“Many European governments talk about growth, (when there is actually more public debt) because they believe that there will be a demand boom. Nevertheless, more debt is simply a narcotic that will relieve pressure so as to continue the reforms, but also hinder the long-term growth.”
Then, there are the optimist –such as Holger Schmieding, chief economist at Berenberg Bank, for whom the crisis is already over. And, in the middle, Mario Draghi, president of the European Central Bank, with a new headache: price evolution, the deflation risk.

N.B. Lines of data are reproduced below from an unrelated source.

PR #11251, opened 2025-11-05
feat(core): handle request all guild members rate limit

didinele:


packages/util/src/gatewayRateLimitError.ts
```diff
@@ -0,0 +1,31 @@
+import type { GatewayOpcodeRateLimitMetadataMap, GatewayRateLimitedDispatchData } from 'discord-api-types/v10';
+
+/**
+ * Represents the error thrown when the gateway emits a RATE_LIMITED event after a certain request.
+ */
+export class GatewayRateLimitError extends Error {
+	public override readonly name = GatewayRateLimitError.name;
```
Jiralite, line 7: I don't think this override is necessary?

Image

didinele: image

packages/core/src/util/gatewayRateLimitError.ts
```diff
@@ -0,0 +1,17 @@
+import type { GatewayOpcodeRateLimitMetadataMap, GatewayRateLimitedDispatchData } from 'discord-api-types/v10';
+
+/**
+ * Represents the error thrown when the gateway emits a RATE_LIMITED event after a certain request.
```
Jiralite:
```suggestion
 * Represents the error thrown when the gateway emits a `RATE_LIMITED` event after a certain request.
```

packages/core/src/client.ts
```diff
@@ -244,6 +246,22 @@ export class Client extends AsyncEventEmitter<MappedEvents> {
 
 		let timer: NodeJS.Timeout | undefined = createTimer(controller, timeout);
 
+		const onRatelimit = (payload: GatewayDispatchPayload) => {
+			// We could verify meta.guild_id === options.guild_id as well, but really, the nonce check is enough
+			if (payload.t === GatewayDispatchEvents.RateLimited && payload.d.meta.nonce === nonce) {
+				controller.abort(new GatewayRateLimitError(payload.d));
```
Jiralite: One thing I'd like to see is what our request payload is. We do this with `DiscordAPIError`:

https://github.com/discordjs/discord.js/blob/5fa92a1ea90c6e83e6a49bc29bf89ee9f61f6d60/packages/rest/src/lib/errors/DiscordAPIError.ts#L66

So that would mean adding another parameter that exposes the data we sent, which would be `d` below (`{ ...options, nonce }`).

If you do agree with this, then I could argue further and say it could be added to @discordjs/ws so #11252 could make use of it too.

didinele: I don't really follow what you think should be added to ws? ws has no mechanism for any of this, other than just sending the request, there's no proper place to throw this error.
as such, exporting it from there makes little sense. at best we can maybe shove it in util?

Jiralite: I mean add this to the package:

https://github.com/discordjs/discord.js/blob/5fa92a1ea90c6e83e6a49bc29bf89ee9f61f6d60/packages/core/src/util/gatewayRateLimitError.ts#L6-L17

We can import that here and in discord.js and throw with it.

didinele: See https://discord.com/channels/222078108977594368/1406709301476851864/1436869888785387596

didinele: Pasting from the above for record-keeping. Relevant #11252 #11253

> I get where you're coming from though. we have 3 options:
a. current state of my PRs (generic DiscordjsError is thrown that doesn't contain the full information)
b. we duplicate the class I implemented in core in mainlib
c. we move my error implementation into @discordjs/util and mainlib imports it as well

We've agreed on c.

packages/util/package.json
```diff
@@ -68,6 +68,7 @@
 		"@types/node": "^22.18.13",
 		"@vitest/coverage-v8": "^3.2.4",
 		"cross-env": "^10.1.0",
+		"discord-api-types": "^0.38.31",
```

According to Germany, now is the time of the “Draghilogists”, i.e. of those analysts who try to elucidate which policy will the ECB follow. Faced with the pressure of taking measures to revive prices, Germany claims that Europe doesn’t suffer from deflation, so there is no reason for Mr. Draghi to buy public debt or to demand negative interest rates to banks in order to give more credit.
In Europe, the deflation index is 0.5%, i.e. low, but no dramatically so. In Germany they think that Mr. Draghi’s role is important so as to assure that he will intervene whenever necessary, but they also add that there is a limit, as the amount of money injected by the Fed in the US shows.
“Monetary policy has reached its limits,” Nikolaus Piper, financial expert at Süddeutsche Zeitung, says.
Even though the ECB talks about stable prices when inflation stops at around 2%, most of the 27 bankers surrounding Mr. Draghi don’t see a clear deflation risk yet. They believe that inflation will increase as the economy recovers. They forecast 1.6% inflation for 2016. If the ECB is obliged to correct downwards those forecasts, then it will react by buying debt.
However, such policy may lead us astray, the German press say. They claim that “greed has come back to the markets” because of the US, which is granting loans to insolvent people so that they can buy cars. According to the consultant Experian, 34% of the loans granted to buy cars, are given to insolvent people.
“Many of such loans are repackaged and sold to international investors as mortgage securities.” Demand is high because of the high interests.
According to expert Markus Zydra, the source of the problem is the cheap money provided by the Fed.
“That kind of monetary policy is distorting the investment world in the global economy.” A reflection of this phenomenon is the record registered by the stock markets.
In this context, the expert in American debt investor Jim Caron says:
“Regardless of what one might think, the difference between the policies of the great central banks is an advantage for investors, who can benefit from the different measures undertaken by those institutions.”
While the Fed is slowly moving away from the expansive monetary policy, the ECB is considering whether to adopt it or not, and Japan is already in the middle of a quantitative easing programme. All this means that interest rates will rise in the medium term in the US, and will remain low in Europe.
According to Mr. Caron,
“Europe is now in the same point in which the US was two years ago.” He also recommend to buy periphery debt from countries such as Spain, Italy, Greece and Ireland, because “the systemic risk is diminishing and banks are obliged to clean their balances and sell their assets, credits and estate portfolios, which can now be bought at a good price.”
As a matter of fact, inflation rose by 0.4% in Spain last April. In the Eurozone, Eurostat estimates that the price index raised from 0.5% to 0.7%, both below 1% that Mr. Draghi declared as risk zone.
The other end of the string is Germany. According to the economic daily Handelsblatt, the German managers see the future with optimism. Despite the risks of the Ukraine crisis, the German economy is in a strong boom phase –and they know it.
“Exports increase, industry has so many orders that it is overwhelmed…,” the expert Klaus Wohlrabe at Ifo Institut claims. “For now, the crisis between Russia and the West doesn’t affect the German economy.”
In Germany they are discussing the so-called controversial surplus –the chronic surplus of the German current account, which exceeds 6% GDP. Germany doesn’t want to contribute to the global demand and they think that only by maintaining solid balances would it help to stabilise the European economy.
“Would Mario Draghi’s statement of doing whatever necessary to save the euro have been so effective if investors had doubted the strength and the determination of Germany?,” economy professor at Harvard, Kenneth Rogoff, asks.
Other countries such as Switzerland, Sweden, Norway or the Netherlands also have similar surpluses. But Germany points that the IMF also suggests that a higher German fiscal deficit would not necessarily increase the demand in the southern countries of Europe. After all, Germany sells all around the world and benefits especially from Chinese growth.